## HOW TO COMPLETE THIS TASK
Please work out how many lines in the material below contain the string "usage", and answer with that number only.

## TASK INPUTS
----------
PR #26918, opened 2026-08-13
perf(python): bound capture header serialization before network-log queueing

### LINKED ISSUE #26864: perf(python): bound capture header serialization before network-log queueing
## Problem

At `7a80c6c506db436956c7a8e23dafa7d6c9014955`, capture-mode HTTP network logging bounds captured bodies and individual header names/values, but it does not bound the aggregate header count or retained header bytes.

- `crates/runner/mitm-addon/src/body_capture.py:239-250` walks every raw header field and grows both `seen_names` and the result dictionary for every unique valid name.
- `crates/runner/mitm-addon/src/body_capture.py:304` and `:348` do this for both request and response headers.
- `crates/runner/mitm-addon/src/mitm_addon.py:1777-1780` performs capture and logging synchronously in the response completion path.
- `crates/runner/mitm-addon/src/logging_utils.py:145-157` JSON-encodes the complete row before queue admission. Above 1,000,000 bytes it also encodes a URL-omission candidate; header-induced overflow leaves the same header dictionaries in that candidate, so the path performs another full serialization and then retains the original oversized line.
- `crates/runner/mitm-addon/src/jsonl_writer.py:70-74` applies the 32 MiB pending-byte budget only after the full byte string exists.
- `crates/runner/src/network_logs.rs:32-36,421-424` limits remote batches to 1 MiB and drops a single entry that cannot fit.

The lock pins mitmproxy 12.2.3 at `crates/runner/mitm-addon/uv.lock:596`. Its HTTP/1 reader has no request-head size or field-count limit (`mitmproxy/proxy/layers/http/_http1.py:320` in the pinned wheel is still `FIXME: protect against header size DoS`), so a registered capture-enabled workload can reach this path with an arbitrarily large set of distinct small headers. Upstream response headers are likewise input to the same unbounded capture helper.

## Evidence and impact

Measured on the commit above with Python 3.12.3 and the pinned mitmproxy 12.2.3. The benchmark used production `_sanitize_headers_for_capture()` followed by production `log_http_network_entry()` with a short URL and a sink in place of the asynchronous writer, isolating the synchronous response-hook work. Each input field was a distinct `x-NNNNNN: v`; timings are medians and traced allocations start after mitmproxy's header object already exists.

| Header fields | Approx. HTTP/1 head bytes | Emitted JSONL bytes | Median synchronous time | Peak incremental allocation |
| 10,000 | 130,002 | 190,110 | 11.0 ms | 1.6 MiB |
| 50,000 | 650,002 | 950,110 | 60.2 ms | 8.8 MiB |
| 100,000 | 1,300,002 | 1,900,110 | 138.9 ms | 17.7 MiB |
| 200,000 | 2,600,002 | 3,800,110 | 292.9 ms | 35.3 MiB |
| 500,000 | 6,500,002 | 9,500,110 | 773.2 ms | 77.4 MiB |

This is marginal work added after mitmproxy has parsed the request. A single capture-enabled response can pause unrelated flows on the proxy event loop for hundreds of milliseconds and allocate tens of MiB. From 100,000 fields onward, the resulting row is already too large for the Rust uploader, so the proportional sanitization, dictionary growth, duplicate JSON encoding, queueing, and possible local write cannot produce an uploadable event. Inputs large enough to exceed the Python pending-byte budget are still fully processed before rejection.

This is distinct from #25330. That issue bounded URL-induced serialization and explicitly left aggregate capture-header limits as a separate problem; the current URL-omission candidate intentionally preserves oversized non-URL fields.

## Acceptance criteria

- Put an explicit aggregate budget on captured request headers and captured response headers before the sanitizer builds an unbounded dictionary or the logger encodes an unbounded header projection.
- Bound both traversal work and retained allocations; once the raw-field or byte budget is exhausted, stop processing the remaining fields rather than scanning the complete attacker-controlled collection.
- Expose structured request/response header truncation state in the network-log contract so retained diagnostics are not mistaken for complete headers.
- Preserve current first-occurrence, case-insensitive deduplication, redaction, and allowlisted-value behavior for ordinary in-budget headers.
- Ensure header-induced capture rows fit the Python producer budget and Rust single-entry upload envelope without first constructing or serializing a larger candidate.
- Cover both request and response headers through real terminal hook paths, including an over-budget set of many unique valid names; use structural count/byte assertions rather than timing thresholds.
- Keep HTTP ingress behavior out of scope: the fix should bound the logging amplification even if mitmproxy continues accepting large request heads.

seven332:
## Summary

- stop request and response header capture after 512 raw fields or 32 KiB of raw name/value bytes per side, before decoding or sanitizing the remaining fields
----------
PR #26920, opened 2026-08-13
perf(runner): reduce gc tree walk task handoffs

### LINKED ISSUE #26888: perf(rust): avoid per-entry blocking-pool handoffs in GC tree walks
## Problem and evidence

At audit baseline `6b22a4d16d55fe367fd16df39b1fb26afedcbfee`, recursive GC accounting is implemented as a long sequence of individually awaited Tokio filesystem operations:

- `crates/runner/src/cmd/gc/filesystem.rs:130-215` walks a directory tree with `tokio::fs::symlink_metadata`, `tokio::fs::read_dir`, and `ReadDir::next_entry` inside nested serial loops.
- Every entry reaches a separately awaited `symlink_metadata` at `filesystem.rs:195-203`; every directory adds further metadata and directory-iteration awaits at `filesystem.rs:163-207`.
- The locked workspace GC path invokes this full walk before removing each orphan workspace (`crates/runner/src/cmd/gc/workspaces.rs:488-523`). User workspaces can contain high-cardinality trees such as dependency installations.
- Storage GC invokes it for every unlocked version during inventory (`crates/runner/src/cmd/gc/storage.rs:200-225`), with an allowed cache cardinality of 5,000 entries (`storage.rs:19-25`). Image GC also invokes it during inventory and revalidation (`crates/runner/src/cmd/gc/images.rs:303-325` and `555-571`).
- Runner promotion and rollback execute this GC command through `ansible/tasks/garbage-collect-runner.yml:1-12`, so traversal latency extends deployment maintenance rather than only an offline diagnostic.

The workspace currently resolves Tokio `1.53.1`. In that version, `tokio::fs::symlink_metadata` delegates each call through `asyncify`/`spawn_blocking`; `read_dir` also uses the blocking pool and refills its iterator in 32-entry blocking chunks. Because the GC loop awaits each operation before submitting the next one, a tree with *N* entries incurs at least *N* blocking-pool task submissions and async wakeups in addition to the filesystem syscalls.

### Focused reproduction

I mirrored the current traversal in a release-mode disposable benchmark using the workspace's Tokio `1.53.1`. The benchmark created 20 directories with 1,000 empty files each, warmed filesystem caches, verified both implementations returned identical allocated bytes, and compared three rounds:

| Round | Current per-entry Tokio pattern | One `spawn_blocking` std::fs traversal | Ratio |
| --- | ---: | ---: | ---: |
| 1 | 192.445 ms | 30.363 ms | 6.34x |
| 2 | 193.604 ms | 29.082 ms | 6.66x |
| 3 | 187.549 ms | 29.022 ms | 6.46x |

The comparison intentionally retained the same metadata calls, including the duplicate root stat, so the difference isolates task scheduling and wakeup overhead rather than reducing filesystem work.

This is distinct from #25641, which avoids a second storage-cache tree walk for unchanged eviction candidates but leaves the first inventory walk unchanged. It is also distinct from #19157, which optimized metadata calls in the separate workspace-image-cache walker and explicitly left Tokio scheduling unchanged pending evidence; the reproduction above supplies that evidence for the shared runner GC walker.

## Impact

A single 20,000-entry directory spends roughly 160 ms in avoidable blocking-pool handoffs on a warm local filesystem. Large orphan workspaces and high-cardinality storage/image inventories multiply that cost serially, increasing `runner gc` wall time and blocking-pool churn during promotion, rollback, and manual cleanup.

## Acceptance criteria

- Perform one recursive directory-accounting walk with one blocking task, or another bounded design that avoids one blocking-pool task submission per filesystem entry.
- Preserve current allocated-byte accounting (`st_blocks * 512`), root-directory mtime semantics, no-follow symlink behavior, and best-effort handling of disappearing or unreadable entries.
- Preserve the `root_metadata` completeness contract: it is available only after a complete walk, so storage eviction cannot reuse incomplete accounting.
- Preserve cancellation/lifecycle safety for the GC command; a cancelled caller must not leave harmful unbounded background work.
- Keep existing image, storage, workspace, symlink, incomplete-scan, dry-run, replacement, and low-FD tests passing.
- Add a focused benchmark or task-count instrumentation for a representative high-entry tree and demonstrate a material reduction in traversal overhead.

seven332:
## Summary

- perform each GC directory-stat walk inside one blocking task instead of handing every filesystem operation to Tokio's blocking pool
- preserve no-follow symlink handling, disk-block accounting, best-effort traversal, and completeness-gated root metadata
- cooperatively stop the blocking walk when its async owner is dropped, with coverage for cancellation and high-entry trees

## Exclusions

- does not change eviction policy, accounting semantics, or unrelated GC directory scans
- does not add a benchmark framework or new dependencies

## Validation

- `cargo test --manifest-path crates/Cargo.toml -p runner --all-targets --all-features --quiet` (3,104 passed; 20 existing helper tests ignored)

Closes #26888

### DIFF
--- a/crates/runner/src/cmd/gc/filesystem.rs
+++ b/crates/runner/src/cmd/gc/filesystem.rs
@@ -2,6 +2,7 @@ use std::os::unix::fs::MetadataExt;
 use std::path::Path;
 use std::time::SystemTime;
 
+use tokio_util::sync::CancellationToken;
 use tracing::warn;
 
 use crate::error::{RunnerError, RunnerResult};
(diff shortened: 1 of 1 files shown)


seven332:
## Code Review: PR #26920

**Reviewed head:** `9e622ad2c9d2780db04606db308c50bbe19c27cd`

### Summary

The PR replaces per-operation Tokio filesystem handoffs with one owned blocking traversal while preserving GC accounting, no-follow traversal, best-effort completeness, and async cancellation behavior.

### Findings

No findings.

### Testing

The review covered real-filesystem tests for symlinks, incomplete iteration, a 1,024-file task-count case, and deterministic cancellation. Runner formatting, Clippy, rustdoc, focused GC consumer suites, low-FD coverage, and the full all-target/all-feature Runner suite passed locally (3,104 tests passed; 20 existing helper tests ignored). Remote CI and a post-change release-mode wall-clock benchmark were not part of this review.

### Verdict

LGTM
----------
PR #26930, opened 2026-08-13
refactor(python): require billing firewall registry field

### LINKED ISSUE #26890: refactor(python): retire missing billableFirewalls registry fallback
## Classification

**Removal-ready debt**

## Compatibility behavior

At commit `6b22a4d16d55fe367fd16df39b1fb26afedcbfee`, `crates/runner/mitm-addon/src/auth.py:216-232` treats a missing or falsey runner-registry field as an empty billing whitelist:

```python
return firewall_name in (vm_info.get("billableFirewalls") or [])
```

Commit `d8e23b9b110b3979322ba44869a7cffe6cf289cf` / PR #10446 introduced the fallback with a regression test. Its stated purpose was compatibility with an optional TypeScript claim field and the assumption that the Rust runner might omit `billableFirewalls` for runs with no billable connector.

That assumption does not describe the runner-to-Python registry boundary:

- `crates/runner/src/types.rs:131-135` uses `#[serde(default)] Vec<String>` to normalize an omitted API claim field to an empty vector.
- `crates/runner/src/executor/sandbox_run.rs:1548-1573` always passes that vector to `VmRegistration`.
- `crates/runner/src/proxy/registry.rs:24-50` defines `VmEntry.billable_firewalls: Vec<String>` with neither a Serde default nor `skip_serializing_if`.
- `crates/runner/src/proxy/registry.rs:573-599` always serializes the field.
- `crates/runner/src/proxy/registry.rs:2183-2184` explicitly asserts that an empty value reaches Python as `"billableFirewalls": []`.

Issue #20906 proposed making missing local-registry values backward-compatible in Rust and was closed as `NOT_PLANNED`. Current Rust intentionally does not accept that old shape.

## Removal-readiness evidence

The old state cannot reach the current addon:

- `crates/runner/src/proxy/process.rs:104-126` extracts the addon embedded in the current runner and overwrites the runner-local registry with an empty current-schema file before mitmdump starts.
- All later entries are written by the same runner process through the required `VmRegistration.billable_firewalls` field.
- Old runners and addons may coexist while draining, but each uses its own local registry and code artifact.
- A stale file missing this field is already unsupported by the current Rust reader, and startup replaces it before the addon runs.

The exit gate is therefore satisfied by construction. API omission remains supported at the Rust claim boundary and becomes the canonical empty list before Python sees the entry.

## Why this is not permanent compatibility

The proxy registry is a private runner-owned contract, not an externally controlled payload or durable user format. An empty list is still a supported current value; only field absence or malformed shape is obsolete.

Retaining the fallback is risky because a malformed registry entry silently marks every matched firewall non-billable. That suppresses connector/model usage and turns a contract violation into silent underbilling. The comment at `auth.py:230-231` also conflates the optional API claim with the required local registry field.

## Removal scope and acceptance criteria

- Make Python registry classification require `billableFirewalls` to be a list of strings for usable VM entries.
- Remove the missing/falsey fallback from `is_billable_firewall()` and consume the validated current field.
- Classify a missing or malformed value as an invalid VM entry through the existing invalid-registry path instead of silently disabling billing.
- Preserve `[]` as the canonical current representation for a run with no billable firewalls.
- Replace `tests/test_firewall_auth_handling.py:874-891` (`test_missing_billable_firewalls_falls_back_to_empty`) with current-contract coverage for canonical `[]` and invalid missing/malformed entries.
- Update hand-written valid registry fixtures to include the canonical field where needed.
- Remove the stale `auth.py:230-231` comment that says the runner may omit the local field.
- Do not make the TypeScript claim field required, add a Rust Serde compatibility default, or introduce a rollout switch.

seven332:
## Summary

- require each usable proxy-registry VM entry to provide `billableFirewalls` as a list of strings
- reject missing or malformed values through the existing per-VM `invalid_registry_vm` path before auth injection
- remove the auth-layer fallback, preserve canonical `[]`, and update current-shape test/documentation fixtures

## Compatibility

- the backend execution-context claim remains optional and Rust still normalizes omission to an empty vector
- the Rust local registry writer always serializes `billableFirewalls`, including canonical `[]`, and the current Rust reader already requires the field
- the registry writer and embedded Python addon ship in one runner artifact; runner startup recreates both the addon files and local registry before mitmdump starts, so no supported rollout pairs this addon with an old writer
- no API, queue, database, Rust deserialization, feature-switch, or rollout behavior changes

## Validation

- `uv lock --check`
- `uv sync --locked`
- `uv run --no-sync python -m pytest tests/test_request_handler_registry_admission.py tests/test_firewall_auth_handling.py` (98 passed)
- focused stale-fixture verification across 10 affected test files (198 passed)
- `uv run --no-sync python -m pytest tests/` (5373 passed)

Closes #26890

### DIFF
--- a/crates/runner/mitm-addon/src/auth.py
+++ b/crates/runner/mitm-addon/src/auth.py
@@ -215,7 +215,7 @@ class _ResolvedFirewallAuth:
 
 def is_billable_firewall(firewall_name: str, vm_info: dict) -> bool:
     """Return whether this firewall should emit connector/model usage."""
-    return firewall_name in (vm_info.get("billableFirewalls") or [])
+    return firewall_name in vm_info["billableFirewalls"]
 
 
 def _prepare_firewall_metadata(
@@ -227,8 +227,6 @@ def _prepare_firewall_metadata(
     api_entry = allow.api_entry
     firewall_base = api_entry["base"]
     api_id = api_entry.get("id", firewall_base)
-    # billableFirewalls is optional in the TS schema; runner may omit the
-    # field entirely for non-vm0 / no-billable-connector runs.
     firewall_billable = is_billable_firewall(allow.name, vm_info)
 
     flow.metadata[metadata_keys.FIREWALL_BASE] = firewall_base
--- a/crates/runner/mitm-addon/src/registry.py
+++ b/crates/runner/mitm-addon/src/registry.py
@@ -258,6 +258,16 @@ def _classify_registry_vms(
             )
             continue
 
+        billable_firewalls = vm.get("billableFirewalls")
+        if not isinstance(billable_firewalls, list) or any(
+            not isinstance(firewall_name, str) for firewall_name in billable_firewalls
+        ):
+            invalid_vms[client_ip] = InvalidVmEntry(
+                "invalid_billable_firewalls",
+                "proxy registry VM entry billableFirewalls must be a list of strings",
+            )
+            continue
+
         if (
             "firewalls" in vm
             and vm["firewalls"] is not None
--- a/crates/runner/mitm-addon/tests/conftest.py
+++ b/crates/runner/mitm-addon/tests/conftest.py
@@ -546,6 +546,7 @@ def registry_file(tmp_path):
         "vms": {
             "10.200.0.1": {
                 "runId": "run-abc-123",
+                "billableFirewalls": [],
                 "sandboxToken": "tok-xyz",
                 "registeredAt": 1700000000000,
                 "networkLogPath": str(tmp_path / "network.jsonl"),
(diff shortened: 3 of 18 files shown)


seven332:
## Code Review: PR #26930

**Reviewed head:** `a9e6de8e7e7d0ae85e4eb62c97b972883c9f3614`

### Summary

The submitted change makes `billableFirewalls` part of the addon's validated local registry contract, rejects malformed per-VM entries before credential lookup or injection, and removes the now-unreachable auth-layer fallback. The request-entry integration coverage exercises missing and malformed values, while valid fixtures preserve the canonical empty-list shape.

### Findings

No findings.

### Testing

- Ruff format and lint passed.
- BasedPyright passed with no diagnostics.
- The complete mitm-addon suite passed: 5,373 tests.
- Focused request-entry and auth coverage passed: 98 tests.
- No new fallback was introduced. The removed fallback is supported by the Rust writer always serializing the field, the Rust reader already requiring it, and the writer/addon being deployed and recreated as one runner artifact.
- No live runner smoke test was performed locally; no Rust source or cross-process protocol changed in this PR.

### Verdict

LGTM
----------
## WRITTEN SOLUTION
2